Spotted skunk tussle

Spotted skunk camera trap extraordinaire Chuck Waggy sent us a couple of videos he captured recently of spotted skunks approaching a box trap in West Virginia.  In the coming days we will start trapping and placing radio collars on these animals.  In the mean time, it is fun to see these normally cryptic animals move and interact.

video


Chuck also shared with us this amazing video of two spotted skunks tussling near the trap.

video

Wednesday, March 25, 2015

The Camera Trapping Process

Guest post by Clemson wildlife student Sarah Wilson:

Our spotted skunk camera trap team consists of seven undergraduate students from Clemson University and our professor, Dr. David Jachowski. We are hoping to confirm the presence of the elusive eastern spotted skunk in South Carolina through an extensive camera trap survey in the southern Appalachians, along with figuring out what kind of habitats they use in South Carolina. We have twenty-six cameras traps that will be moved to different sites every two weeks. Once we have confirmation of skunks at our cameras, we will attempt to find a similarities in the habitat that each skunk is found in. We hope to add to the little knowledge known about preferred habitat characteristics of this species and confirm that they do, in fact, still reside in this state.

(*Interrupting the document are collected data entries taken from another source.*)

PR #4068, opened 2023-07-25
fix: Preserve other metadata when updating note

taratatach:
When updating a Note, we would take the new Document's metadata and
store it in stead of the old file's Metadata since the Note's title,
version, schema and content are stored there.

However, other apps can store data in a file's Metadata, such as a
qualification, and we don't want to lose this.

From now on, we'll merge the 2 Metadata objects, overriding any
existing Note metadata value but preserving metadata from other apps.


nono (approved):
Maybe we should remove certified metadata (https://github.com/cozy/cozy-stack/blob/master/model/vfs/metadata.go#L66), but I don't see why we would certify notes in the first place, so, let's go

PR #4069, opened 2023-07-25
feat: Add error for files larger than FileMaxSize

taratatach:
When uploading a file we can receive a `413` error response in return
in 2 cases:
1. uploading the file would exceed the quota of the Cozy
2. the file size is larger than the server's filesystem's maximum file size

We want clients to be able to make the difference between the 2
situations as they otherwise need to make an extra request to the
server to fetch the disk quota or hardcode the server's filesystem's
maximum file size.

Thus we introduce a new `ErrMaxFileSize` error which will still be
returned with a `413` HTTP status but with a different body.

### DIFF
--- a/web/files/files.go
+++ b/web/files/files.go
@@ -1946,7 +1946,7 @@ func wrapVfsError(err error) *jsonapi.Error {
 	case vfs.ErrFileInTrash, vfs.ErrNonAbsolutePath,
 		vfs.ErrDirNotEmpty:
 		return jsonapi.BadRequest(err)
-	case vfs.ErrFileTooBig:
+	case vfs.ErrFileTooBig, vfs.ErrMaxFileSize:
 		return jsonapi.Errorf(http.StatusRequestEntityTooLarge, "%s", err)
 	case vfs.ErrWrongToken:
 		return jsonapi.BadRequest(err)
--- a/web/notes/notes.go
+++ b/web/notes/notes.go
@@ -389,7 +389,7 @@ func UploadImage(c echo.Context) error {
 			return jsonapi.InvalidParameter(echo.HeaderContentLength, err)
 		}
 		if size > note.MaxImageWeight {
-			return jsonapi.Errorf(http.StatusRequestEntityTooLarge, "%s", vfs.ErrFileTooBig)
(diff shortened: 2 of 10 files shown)


web/files/files.go
```diff
@@ -1947,6 +1947,7 @@ func wrapVfsError(err error) *jsonapi.Error {
 		vfs.ErrDirNotEmpty:
 		return jsonapi.BadRequest(err)
 	case vfs.ErrFileTooBig:
+	case vfs.ErrMaxFileSize:
```
nono, line 1950: It should be `case vfs.ErrFileTooBig, vfs.ErrMaxFileSize:`!

web/notes/notes.go
```diff
@@ -473,6 +473,7 @@ func wrapError(err error) *jsonapi.Error {
 	case os.ErrNotExist, vfs.ErrParentDoesNotExist, vfs.ErrParentInTrash:
 		return jsonapi.NotFound(err)
 	case vfs.ErrFileTooBig:
+	case vfs.ErrMaxFileSize:
```
nono, line 476: Idem

web/sharings/sharings.go
```diff
@@ -905,6 +905,7 @@ func wrapErrors(err error) error {
 	case vfs.ErrConflict:
 		return jsonapi.Conflict(err)
 	case vfs.ErrFileTooBig:
+	case vfs.ErrMaxFileSize:
```
nono, line 908: Idem

web/shortcuts/shortcuts.go
```diff
@@ -198,6 +198,7 @@ func wrapError(err error) *jsonapi.Error {
 	case os.ErrNotExist, vfs.ErrParentDoesNotExist, vfs.ErrParentInTrash:
 		return jsonapi.NotFound(err)
 	case vfs.ErrFileTooBig:
+	case vfs.ErrMaxFileSize:
```
nono, line 201: Idem

nono (changes requested):

nono (approved):

nono (approved):

PR #4072, opened 2023-07-26
Don't try to upload deleted files

nono:
It should not happen, but if the stack try to upload a deleted file, it should detect it and skip this file instead of looping on this file with an error.

### DIFF
--- a/model/sharing/upload.go
+++ b/model/sharing/upload.go
@@ -224,6 +224,11 @@ func (s *Sharing) findNextFileToUpload(inst *instance.Instance, since string) (m
 				Warnf("missing results for bulk get %v", query)
 			return nil, 0, since, ErrInternalServerError
 		}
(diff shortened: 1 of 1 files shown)


model/sharing/upload.go
```diff
@@ -224,6 +224,11 @@ func (s *Sharing) findNextFileToUpload(inst *instance.Instance, since string) (m
 				Warnf("missing results for bulk get %v", query)
 			return nil, 0, since, ErrInternalServerError
 		}
+		if results[0]["_deleted"] == true {
+			inst.Logger().WithNamespace("upload").
+				Warnf("cannot upload file %v", results[0])
```
taratatach, line 229:
```suggestion
				Warnf("cannot upload _deleted file %v", results[0])
```

taratatach (approved):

Step 1: Choosing the camera site.

One of the few things we know about this animal is that it prefers areas with a closed canopy and thick undergrowth. This is likely because a common predator of spotted skunks is the great horned owl, which is not able to efficiently hunt in younger, thicker forests. They also utilize logs and burrows dug by other species as dens. These are the different things that we look for when choosing an appropriate site for setting up a camera. Two trees about twelve feet apart are selected, one for the camera and one to hold the bait. The two trees should be a size appropriate for wrapping a cord around to attach the camera or large enough to nail on the sardine can.


The two larger trees were used to hold the bait and camera.

Step 2: Setting up the bait.

Canned fish and commercially made fruit paste are both common baits used to lure in mesocarnivores such as spotted skunks. We chose to use canned sardines in oil because they are readily available and the oil contributes to the distinct smell that will lure in wildlife. A hammer and nail are used to punch about twelve holes through the backside of the sardine can and then it is nailed to the base of the tree designated as the bait tree. The holes in the can allow the oil to run down the tree and scent tendrils from the fish inside pull spotted skunks to the bait.


Rob C. hammers a can of sardines to the selected tree.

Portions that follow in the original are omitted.